[[ EXTRACTED RECORDS open ]]

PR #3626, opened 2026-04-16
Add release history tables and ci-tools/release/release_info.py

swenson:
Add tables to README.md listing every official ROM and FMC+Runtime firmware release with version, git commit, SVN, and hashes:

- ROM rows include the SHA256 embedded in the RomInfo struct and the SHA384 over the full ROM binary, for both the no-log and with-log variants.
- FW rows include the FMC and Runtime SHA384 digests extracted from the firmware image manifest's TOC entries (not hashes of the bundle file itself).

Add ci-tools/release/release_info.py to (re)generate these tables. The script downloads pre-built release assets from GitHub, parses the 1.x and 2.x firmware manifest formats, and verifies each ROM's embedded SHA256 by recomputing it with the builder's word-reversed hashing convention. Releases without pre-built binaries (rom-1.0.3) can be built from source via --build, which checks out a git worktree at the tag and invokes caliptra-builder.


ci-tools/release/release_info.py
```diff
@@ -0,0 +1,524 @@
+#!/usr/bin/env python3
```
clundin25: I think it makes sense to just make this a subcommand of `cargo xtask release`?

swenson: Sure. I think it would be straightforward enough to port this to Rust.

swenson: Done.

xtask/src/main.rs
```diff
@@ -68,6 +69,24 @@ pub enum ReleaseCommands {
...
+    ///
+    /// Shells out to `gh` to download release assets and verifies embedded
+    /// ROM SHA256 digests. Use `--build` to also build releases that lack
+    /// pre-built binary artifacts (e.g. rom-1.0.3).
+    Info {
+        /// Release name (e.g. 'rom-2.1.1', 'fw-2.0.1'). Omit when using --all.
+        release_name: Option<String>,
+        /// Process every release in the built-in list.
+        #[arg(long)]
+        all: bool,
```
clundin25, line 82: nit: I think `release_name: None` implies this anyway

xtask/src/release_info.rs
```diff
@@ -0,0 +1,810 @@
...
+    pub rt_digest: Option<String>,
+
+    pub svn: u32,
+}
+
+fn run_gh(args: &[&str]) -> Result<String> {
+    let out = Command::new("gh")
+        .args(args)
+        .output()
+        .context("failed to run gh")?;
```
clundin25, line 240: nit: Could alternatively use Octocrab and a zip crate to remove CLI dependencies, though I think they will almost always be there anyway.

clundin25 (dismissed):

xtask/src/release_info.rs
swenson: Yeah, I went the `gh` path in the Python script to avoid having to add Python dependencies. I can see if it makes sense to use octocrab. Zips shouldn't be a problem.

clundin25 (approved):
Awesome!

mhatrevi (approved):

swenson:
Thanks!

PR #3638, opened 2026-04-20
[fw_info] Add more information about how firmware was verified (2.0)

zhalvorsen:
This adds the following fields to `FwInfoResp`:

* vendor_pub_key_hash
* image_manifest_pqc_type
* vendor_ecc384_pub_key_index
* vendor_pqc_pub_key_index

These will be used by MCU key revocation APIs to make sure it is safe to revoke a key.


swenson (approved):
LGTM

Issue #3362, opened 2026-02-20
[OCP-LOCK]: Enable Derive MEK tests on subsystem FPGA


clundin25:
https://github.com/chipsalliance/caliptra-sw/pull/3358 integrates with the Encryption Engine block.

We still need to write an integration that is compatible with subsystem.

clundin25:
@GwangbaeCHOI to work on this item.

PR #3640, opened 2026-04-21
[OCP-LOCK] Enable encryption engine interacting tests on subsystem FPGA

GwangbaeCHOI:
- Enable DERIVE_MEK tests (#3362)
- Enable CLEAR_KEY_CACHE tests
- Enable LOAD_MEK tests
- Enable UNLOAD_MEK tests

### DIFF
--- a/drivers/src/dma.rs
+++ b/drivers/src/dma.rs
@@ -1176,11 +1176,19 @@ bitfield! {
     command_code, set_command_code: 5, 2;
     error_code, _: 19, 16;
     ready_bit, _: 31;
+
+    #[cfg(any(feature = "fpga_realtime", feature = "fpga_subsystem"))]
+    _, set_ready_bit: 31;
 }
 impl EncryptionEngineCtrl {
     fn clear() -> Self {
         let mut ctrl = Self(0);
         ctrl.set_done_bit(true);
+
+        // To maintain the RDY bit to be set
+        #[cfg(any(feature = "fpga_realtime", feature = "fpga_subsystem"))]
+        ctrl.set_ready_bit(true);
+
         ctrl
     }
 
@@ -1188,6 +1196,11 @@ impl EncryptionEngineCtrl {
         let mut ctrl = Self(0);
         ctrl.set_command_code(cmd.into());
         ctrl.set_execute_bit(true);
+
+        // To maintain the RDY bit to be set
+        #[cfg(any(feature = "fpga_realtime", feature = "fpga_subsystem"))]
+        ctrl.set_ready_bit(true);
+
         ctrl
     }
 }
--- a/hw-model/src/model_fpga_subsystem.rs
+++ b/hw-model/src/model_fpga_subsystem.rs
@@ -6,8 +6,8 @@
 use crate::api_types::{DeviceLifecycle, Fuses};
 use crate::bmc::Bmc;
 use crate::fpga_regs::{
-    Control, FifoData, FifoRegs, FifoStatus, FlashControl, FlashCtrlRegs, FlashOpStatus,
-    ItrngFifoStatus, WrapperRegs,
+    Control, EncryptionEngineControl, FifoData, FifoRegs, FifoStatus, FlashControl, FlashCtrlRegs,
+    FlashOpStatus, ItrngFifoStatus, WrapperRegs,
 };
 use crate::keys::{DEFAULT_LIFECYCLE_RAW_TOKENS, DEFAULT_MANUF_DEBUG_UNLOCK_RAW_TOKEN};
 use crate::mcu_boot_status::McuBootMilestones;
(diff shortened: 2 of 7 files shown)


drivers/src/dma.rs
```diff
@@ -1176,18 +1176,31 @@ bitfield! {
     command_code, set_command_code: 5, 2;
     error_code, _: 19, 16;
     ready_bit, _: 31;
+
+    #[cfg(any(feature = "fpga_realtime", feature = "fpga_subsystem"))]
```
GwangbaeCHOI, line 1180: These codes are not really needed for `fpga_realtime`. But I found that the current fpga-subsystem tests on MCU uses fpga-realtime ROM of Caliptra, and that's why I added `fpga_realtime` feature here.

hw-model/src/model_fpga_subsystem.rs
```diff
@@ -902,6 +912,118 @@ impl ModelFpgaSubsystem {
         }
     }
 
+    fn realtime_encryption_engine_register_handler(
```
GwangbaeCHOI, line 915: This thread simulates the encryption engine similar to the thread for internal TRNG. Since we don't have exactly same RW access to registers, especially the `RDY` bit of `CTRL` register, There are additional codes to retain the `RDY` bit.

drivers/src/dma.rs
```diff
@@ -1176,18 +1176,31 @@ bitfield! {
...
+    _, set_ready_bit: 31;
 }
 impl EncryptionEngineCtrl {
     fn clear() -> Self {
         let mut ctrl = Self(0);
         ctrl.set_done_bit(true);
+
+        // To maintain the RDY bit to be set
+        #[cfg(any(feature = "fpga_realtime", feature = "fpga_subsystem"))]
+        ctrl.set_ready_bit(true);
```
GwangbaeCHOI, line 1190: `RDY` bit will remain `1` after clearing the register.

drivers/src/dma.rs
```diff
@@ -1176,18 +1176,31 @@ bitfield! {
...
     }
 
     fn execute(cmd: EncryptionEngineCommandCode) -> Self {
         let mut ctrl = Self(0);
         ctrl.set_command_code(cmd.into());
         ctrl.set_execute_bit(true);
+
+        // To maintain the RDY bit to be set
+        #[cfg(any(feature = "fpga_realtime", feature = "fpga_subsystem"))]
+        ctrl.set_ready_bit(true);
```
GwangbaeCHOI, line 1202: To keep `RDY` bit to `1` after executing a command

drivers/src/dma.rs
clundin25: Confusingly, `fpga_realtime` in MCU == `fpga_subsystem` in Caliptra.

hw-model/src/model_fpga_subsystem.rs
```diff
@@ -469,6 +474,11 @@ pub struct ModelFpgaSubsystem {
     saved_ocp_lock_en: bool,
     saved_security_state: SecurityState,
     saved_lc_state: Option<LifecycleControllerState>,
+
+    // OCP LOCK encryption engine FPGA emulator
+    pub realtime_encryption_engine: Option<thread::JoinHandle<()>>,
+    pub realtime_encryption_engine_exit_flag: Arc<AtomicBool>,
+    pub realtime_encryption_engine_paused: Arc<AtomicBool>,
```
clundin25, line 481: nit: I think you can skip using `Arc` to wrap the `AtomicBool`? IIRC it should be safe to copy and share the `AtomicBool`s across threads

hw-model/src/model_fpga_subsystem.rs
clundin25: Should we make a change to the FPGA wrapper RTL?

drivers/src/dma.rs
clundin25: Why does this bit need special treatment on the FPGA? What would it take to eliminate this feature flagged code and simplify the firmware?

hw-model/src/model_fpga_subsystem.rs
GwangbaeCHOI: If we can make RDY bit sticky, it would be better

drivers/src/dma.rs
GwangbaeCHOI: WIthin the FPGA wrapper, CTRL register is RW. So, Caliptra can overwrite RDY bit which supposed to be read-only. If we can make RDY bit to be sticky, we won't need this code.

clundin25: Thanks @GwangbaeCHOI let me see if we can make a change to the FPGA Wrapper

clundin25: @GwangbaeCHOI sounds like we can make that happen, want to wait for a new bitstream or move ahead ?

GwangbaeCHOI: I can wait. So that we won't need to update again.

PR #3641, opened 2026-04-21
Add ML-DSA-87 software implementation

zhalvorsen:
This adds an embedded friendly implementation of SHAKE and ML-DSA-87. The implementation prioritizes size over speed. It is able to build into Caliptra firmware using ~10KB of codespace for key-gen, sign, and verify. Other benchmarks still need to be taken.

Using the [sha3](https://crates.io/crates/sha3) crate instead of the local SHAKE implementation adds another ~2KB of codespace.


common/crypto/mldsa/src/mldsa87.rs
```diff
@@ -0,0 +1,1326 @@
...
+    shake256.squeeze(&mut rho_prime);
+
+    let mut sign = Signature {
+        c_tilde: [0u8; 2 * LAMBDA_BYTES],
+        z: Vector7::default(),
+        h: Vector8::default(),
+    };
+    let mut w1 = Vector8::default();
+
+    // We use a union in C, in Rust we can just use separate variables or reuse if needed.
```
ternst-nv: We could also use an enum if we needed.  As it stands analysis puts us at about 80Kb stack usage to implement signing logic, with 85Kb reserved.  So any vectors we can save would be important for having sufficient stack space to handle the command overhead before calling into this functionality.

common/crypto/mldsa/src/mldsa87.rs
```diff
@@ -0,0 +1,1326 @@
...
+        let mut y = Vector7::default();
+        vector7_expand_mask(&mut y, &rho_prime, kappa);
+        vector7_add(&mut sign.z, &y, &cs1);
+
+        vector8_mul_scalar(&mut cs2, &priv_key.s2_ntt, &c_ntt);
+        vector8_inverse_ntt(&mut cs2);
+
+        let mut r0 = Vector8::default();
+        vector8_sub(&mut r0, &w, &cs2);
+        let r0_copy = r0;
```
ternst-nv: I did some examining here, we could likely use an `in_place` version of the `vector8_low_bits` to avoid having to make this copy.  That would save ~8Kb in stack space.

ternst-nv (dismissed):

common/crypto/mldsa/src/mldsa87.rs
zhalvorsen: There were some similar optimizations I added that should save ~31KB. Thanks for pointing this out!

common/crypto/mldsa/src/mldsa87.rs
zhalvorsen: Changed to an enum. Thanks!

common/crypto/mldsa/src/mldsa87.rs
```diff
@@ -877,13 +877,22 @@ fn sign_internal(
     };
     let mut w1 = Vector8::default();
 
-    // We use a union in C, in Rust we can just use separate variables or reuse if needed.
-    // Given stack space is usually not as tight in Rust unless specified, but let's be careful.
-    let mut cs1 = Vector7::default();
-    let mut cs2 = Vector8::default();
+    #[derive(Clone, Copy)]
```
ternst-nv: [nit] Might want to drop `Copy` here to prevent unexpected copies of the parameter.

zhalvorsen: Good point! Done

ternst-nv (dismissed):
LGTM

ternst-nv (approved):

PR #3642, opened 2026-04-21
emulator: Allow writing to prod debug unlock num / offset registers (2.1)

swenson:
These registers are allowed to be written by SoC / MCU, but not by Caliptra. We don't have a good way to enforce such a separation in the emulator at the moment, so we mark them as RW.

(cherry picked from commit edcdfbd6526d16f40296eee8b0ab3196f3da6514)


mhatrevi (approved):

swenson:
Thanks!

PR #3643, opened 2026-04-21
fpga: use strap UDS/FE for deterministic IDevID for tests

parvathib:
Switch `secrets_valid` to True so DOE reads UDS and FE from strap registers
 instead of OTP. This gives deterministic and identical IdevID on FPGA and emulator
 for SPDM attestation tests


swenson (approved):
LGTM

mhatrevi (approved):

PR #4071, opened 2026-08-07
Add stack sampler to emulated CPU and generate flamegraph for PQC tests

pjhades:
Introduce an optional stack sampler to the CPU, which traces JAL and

[[ EXTRACTED RECORDS closed ]]

PROBLEM DETAILS
Your task is to quote the lines above, beginning with the first and ending with the one that holds "- ROM rows include".

RESULT OF THIS EXERCISE
PR #3626, opened 2026-04-16
Add release history tables and ci-tools/release/release_info.py

swenson:
Add tables to README.md listing every official ROM and FMC+Runtime firmware release with version, git commit, SVN, and hashes:

- ROM rows include the SHA256 embedded in the RomInfo struct and the SHA384 over the full ROM binary, for both the no-log and with-log variants.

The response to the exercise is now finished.